____ Source material

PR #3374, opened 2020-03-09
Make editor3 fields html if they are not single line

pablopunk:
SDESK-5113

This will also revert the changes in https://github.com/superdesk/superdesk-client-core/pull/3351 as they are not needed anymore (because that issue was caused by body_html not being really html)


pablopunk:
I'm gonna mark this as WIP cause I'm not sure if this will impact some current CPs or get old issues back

________

▸ **Work required**
Show a copy of each line from the data that includes the word "will".

▸ **Solution below**
This will also revert the changes in https://github.com/superdesk/superdesk-client-core/pull/3351 as they are not needed anymore (because that issue was caused by body_html not being really html)
I'm gonna mark this as WIP cause I'm not sure if this will impact some current CPs or get old issues back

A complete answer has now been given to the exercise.